The following listing has lines to check for the word "constant"; give only the number of lines that contain it.

DATA LISTING =

______

PR #2462, opened 2022-02-05
Add Gleam parser and queries

connorlay:
Relates to: https://github.com/J3RN/tree-sitter-gleam/issues/1 and https://github.com/J3RN/tree-sitter-gleam/issues/12

cc @lpil @J3RN

This PR adds support for the [Gleam](https://gleam.run/) language via [tree-sitter-gleam](https://github.com/J3RN/tree-sitter-gleam). I have not measured it, but the highlighting performance is excellent on my machine. The queries are based on those in the parser's repository, adapted to use nvim-treesitter's additional capture groups.

image
An example web server taken from the Gleam homepage. Color theme is [Melange](https://github.com/savq/melange).


queries/gleam/highlights.scm
```diff
@@ -0,0 +1,135 @@
...
+(argument label: (label) @symbol ":" @symbol)
+(type_constructor_argument label: (label) @symbol ":" @symbol)
+(record_update_argument label: (label) @symbol ":" @symbol)
+(function_parameter name: (identifier) @symbol ":" @symbol)
+
+; Types
+((type_identifier) @type (#not-any-of? @type "True" "False" "Nil" "Error" "Ok"))
+
+; Built-in Types
+((type_identifier) @constant (#any-of? @constant "Nil" "Error" "Ok"))
```
theHamsta, line 117: maybe event `@constant.builtin`

queries/gleam/highlights.scm
```diff
@@ -0,0 +1,167 @@
...
+(public_external_function name: (identifier) @function)
+(external_function_body (string) @namespace . (string) @function)
+
+; Pipe Operator
+(binary_expression operator: "|>" right: (identifier) @function)
+
+; Parser Errors
+(ERROR) @error
+
+; TODO does nvim-treesitter support #is-not? local matches for highlights?
```
connorlay, line 166: @theHamsta Is it possible to define highlights that take into account the scope of a node? Consider the following:
```gleam
pub fn foo() {
  fizz.buzz()
}

pub fn foo(bar) {
  bar.baz()
}
```
`fizz` should be highlighted as `@namespace` since it is not defined anywhere in the function parameters or body. However, `bar` should be highlighted as `@variable` because it is defined within the function parameter list.

Thanks 😄

theHamsta: yes, this is possible using `(#is? @variable parameter)`. But our `#is?` implementation is super slow. It's waiting for something like https://github.com/nvim-treesitter/nvim-treesitter/pull/1120 but something that is preferable something faster that `:parent()`

connorlay: Good to know, I'll add a note about this in the highlights.scm and we can revisit it later. Thanks!

queries/gleam/indents.scm
```diff
@@ -0,0 +1,21 @@
...
+  (public_type_definition)
+  (tuple)
+  (type_definition)
+] @indent
+
+[
+  ")"
+  "]"
+  "}"
+] @indent_end @branch
```
theHamsta, line 21: Again, tests would be helpful

queries/gleam/highlights.scm
```diff
@@ -0,0 +1,158 @@
+; Keywords
+[
+  "as"
+  "const"
+  "external"
+  "let"
+  "opaque"
+  "pub"
+  "todo"
+  "try"
```
theHamsta, line 10: Is try also more in direction of `@exception` or more like "launch" or general control flow?

theHamsta (approved):

connorlay:
Let's hold off on merging this until I have some tests in place. Thanks!

theHamsta (approved):

queries/gleam/highlights.scm
lpil: It's flow control, similar to this Go code:

```go
if err != nil {
        return err
}
```

lua/nvim-treesitter/parsers.lua
```diff
@@ -326,6 +326,15 @@ list.elixir = {
   maintainers = { "@jonatanklosko" },
 }
 
+list.gleam = {
+  install_info = {
+    url = "https://github.com/J3RN/tree-sitter-gleam",
+    files = { "src/parser.c" },
+    branch = "main",
+  },
+  maintainers = { "@J3RN" },
```
theHamsta, line 335: You would be the maintainer for nvim-treesitter for this parser.

connorlay: For the maintainers section, is it intended to be the maintainer of the queries and tests in nvim-treesitter, or the maintainer of the parser itself? For example, I am the maintainer for tree-sitter-heex and the repository lives under my namespace, but I did not write tree-sitter-gleam.

lua/nvim-treesitter/parsers.lua
```diff
@@ -323,7 +323,16 @@ list.elixir = {
...
+  maintainers = { "@jonatanklosko", "@connorlay" },
+}
+
+list.gleam = {
+  install_info = {
+    url = "https://github.com/J3RN/tree-sitter-gleam",
+    files = { "src/parser.c" },
+    branch = "main",
+  },
+  maintainers = { "@J3RN", "@connorlay" },
```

______

RESPONSE TO THIS EXERCISE = 2